(Collected data)
########

PR #499, opened 2017-10-14
Drop old versions of php/sf

core23:
I am targeting this branch, because this is BC.

## Changelog

```markdown
### Removed
- Support for old versions of PHP and Symfony.
```

### DIFF
--- a/composer.json
+++ b/composer.json
@@ -16,15 +16,15 @@
         }
     ],
     "require": {
-        "php": "^5.6 || ^7.0",
+        "php": "^7.1",
         "doctrine/phpcr-bundle": "^1.1",
         "doctrine/phpcr-odm": "^1.3 || ^2.0",
         "sonata-project/admin-bundle": "^3.21.0",
         "sonata-project/block-bundle": "^3.0",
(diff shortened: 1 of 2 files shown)


composer.json
```diff
@@ -36,8 +36,8 @@
         "symfony-cmf/resource": "^1.0",
         "symfony-cmf/resource-bundle": "^1.0",
         "symfony-cmf/testing": "^2.0",
-        "symfony/phpunit-bridge": "^2.8 || ^3.0",
-        "symfony/security-acl": "^2.8 || ^3.0"
+        "symfony/phpunit-bridge": "^3.3",
+        "symfony/security-acl": "^2.8 || ^3.2"
```
jordisala1991: This should be ^3.0

core23: Fixed

jordisala1991: it is still 3.0

core23: Looks like a github Problem oO
https://github.com/core23/SonataDoctrinePhpcrAdminBundle/blob/patch/php-support/composer.json#L40

jordisala1991:
It does not let me reopen it :S

PR #506, opened 2017-10-25
DevKit updates for 2.x branch

SonataCI:
## Changelog
```markdown
### Changed
- Rollback to PHP 5.6 as minimum support.
- getSubject() implementation calls `AbstractAdmin::getObject()` now to avoid calling `getClass()`
```


dbu:
seems to need some travis_wait to not time out with php 5.6

greg0ire:
@dbu maybe there are some branches that could be deleted, I'm under the impression you guys have been not using forks again.

greg0ire:
For instance in phpcr_bundle:

dev-allow_symfony_4.0
dev-test-php-72
dev-cache_queries

in ODM:


dev-test-php-7
dev-cascade_children
dev-find_translation_reg
dev-htree-ops

in tree browser bundle:


dev-fix_installation
dev-autocomplete

etc.

greg0ire:
cc @ElectricMaxxx can you help with the branches?

ElectricMaxxx:
Mhh. Same we had a half a year ago.

.travis.yml
```diff
@@ -45,25 +47,23 @@ matrix:
     - php: '7.1'
       env: SYMFONY=3.3.*
     - php: '7.1'
-      env: SYMFONY=dev-master@dev
+      env: SYMFONY='dev-master as 3.3'
```
dbu: dev-master of symfony is 4.1 at this point, i think. we should however test with 3.4 and 4.0 eventually... but lets not do too many things in the same PR.

composer.json
```diff
@@ -16,7 +16,7 @@
         }
     ],
     "require": {
-        "php": "^7.1",
+        "php": "^5.6 || ^7.0",
```
dbu: this looks like a regression to me

greg0ire: it is not

dbu:
regarding branches: argh, we seem to forget that again... its a different workflow from what i was used to. did it break installation?

greg0ire:
I'm really not sure this time

composer.json
dbu: ok, learned that its on purpose. but there is no point in allowing those as new phpcr-odm versions only support php 7.1 as well.

greg0ire: If that's true, the 5.6 build should fail

greg0ire: So did you drop versions of php-odm that allow 5.6 or not?

dbu: hm, i guess the sonata bundle still supports phpcr-odm 1.x so it does make sense to keep this in, at least for now.

.travis.yml
ElectricMaxxx: We should test with 3.4 directly instead of aliasing. Doing so we see the issues we have to fix and issues can also be a depending package that still does not like 3.4/4.0

ElectricMaxxx:
I tried it as [Nils|https://twitter.com/naderman/status/933308769706106880] said and got:
```
Resolving dependencies through SAT
Dependency resolution completed in 185.155 seconds
Analyzed 12560 packages to resolve dependencies
Analyzed 1583412 rules to resolve dependencies
Resolving dependencies through SAT
Dependency resolution completed in 0.000 seconds
Package operations: 3 installs, 56 updates, 9 removals
```
That does not look that bad. ...

greg0ire:
Well I'm restarting the job in case you guys did some cleanup and if fixed it, let's see...

jordisala1991:
What PHP version are you using @ElectricMaxxx to profile composer? The issue is with 5.6, on 7.0-7.1 there is no problem

greg0ire:
This repo is full of dev branches: https://packagist.org/packages/symfony-cmf/resource-bundle

ElectricMaxxx:
@jordisala1991 ah, yes you are right :-) i have no 5.6 anymore
wait i got the box of my customer with 5.6 on a ugly centos. i will try it there tomorrow

ElectricMaxxx:
I removed 4 of 9 branches from `resouce-bundle`lets see what happens.

jordisala1991:
Still doesnt pass. What shows you composer profile on 5.6?

greg0ire:
This job errors, and now the other builds are failing :(

greg0ire:
Ok let me try to fix this.

greg0ire:
Unfixable w/o https://github.com/sonata-project/SonataAdminBundle/pull/4824

jordisala1991:
I did a squash on the dev-kit commits, and added some necessary things that will be needed once the problem with the endless loop gets fixed

jordisala1991:
Now we are getting another error?

```
1) Sonata\DoctrinePHPCRAdminBundle\Tests\WebTest\Admin\ContentAdminTest::testContentList

Error: Call to undefined method Symfony\Component\Yaml\Parser::parseFile()
```

greg0ire:
I believe this is an autoloading conflict between our dependencies and those of phpunit

greg0ire:
I reproduce the issue locally, and `parseFile` does exist.

greg0ire:
Any way, not looking into this until there's a new release of the admin bundle

dbu:
that yaml thing sounds like one of the reasons the symfony phpunit bridge exists. you can specify to the bridge that it should remove some of the phpunit dependencies so the ones from the project are used. https://symfony.com/doc/3.4/components/phpunit_bridge.html might help?

greg0ire:
@dbu yes it could, and I considered it at some point. Maybe it's time for me to get back to this: https://github.com/sonata-project/dev-kit/pull/265

jordisala1991:
We are back to the start point. Build is failing cause --prefer-lowest takes more than 10min to install composer dependencies

greg0ire:
Maybe add the `travis_wait` directly on this branch for now, and deal with that later (or never, upgrade to 7.1 might be not that far)

jordisala1991:
Done... let's try with travis_wait...

IMO having to install symfony-cms/testing which requires directly `symfony/symfony` instead of individuals components/bundles/bridges hurts a lot on composer resolution.

greg0ire:
Dichotomy might be useful in this situation: remove half the deps, add a quarter of them back, rinse and repeat until you pinpoint the dep that is causing the issue

jordisala1991:
Aaaaand we are done here :) finally

greg0ire:
Great job @jordisala1991 !!!

dbu:
yay, thanks a lot!

PR #509, opened 2017-11-16
Compatibility

ElectricMaxxx:
I am targeting this branch, because {reason}.

Cause i want to use it in next version.
## Changelog
```Markdown
### Added
- version 2.0 for `phpcr-odm`
```
## Subject

I will add step by step changes to get symfony 4.0 running on cmf bundles and so here too, but i will do it step by step in separate PRs.

PR #514, opened 2018-01-03
DevKit updates for master branch

SonataCI:


jordisala1991:
Also, @dbu can you check if we can remove a branch called `compatibility`?

dbu:
@ElectricMaxxx created the commits in the `compatibility` branch. max, are those commits still relevant or can we remove the branch?

dbu:
there is #509 that was merged, but there the compatibility branch is in @ElectricMaxxx fork of this repo... i guess we can delete the branch then, it probably got accidentally pushed to upstream?

jordisala1991:
@dbu do you know why this happens? Can't we have an entity with `:void` as a return type on a method? I mean, I can force them all to return this so we don't get bother by this, but doesn't seem a solution to me.

https://travis-ci.org/sonata-project/SonataDoctrinePhpcrAdminBundle/jobs/326118558#L845

dbu:
in OO, an extending class my only narrow the return type of a method to a subclass of what the parent declares. PHP does not implement that afaik. but afaik no language would allow to widen the type. the proxies use inheritance, hence they must also do the return types. as this only happens on the lowest build, it must be some dependency that is installed in a too old version - my guess would be the proxy generator.

jordisala1991:
Proxy generator is a dependency directly declared here or it is from another bundle?
If it is on another bundle I would need to update that dependency and release that other bundle to make this work?

dbu:
its no direct dependency. i tried finding what version is installed in a green vs the red build, but can't find that in the build log. i guess we should bump the dependency on phpcr-odm to 2.0

jordisala1991:
I think the package that causes this issue is doctrine-common

dbu:
> I think the package that causes this issue is doctrine-common

probably. can you find which version adds the return type declaration support and we add a conflict with versions lower than that?

jordisala1991:
https://github.com/symfony-cmf/testing/pull/169

This one will fix this build

jordisala1991:
Aaaand it seems to be working finally :)

jordisala1991:
```
[PHPCR] Error when initializing dbal: 
In CheckExceptionOnInvalidReferenceBehaviorPass.php line 32:
                                                                               
  The service "jms_serializer.stopwatch_subscriber" has a dependency on a non  
  -existent service "debug.stopwatch".                                         
```

And now another error, this time is different, and it has no sense because all they builds passing but the admin 3.x is not

dbu:
do we install a different version of jms serializer or (i guess) symfony/debug in the build that fails? or a different framework bundle? those would be the things that are involved with those services. or a different version of jackalope or doctrine dbal that does something different with the serializer?

jordisala1991:
The only difference is that we use the 3.x branch instead of a tag, but that shouldnt change things... or atleast I dont remember any change affected by this...

dbu:
do you manage to reproduce the problem locally? that might give some indication of what is happening...

ElectricMaxxx:
@dbu is that question still relevant for me? I can not find any branch with that name atm?

jordisala1991:
I removed it because of what dbu said

dbu:
i merged 2.x to master and now rebased this branch on master. lets see!

jordisala1991:
Done, thank you @dbu

PR #524, opened 2018-05-06
DevKit updates for 2.x branch

SonataCI:


dbu:
the build is red because of the --prefer-lowest build. i guess thats not caused by the changes in this pull request. should we merge it?

PR #521, opened 2018-01-23
support Symfony 4

ElectricMaxxx:
I am targeting this branch, because i want to work on a new 2.x version

## Changelog

```markdown
### Added
- Symfony 4 support
```

## Subject

I want to allow Symfony 4.0 before making it required in travis.yaml, just to installi it in a testing project and to see what happens. I would add outcome as issues.

PR #528, opened 2018-08-28
commit all cs issues agianst our master here 2.x

ElectricMaxxx:
I am targeting this branch, because In #521 we do need a clean "master" (mean 2.x).


ElectricMaxxx:
We should not be that carefully with the red tests as i fixed them in #521

dbu:
thanks!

########

» **EXERCISE DIRECTIONS**:
Output only the number of lines in the data above that include the word "branches".

» **OUTPUT FOR THIS EXERCISE**:
5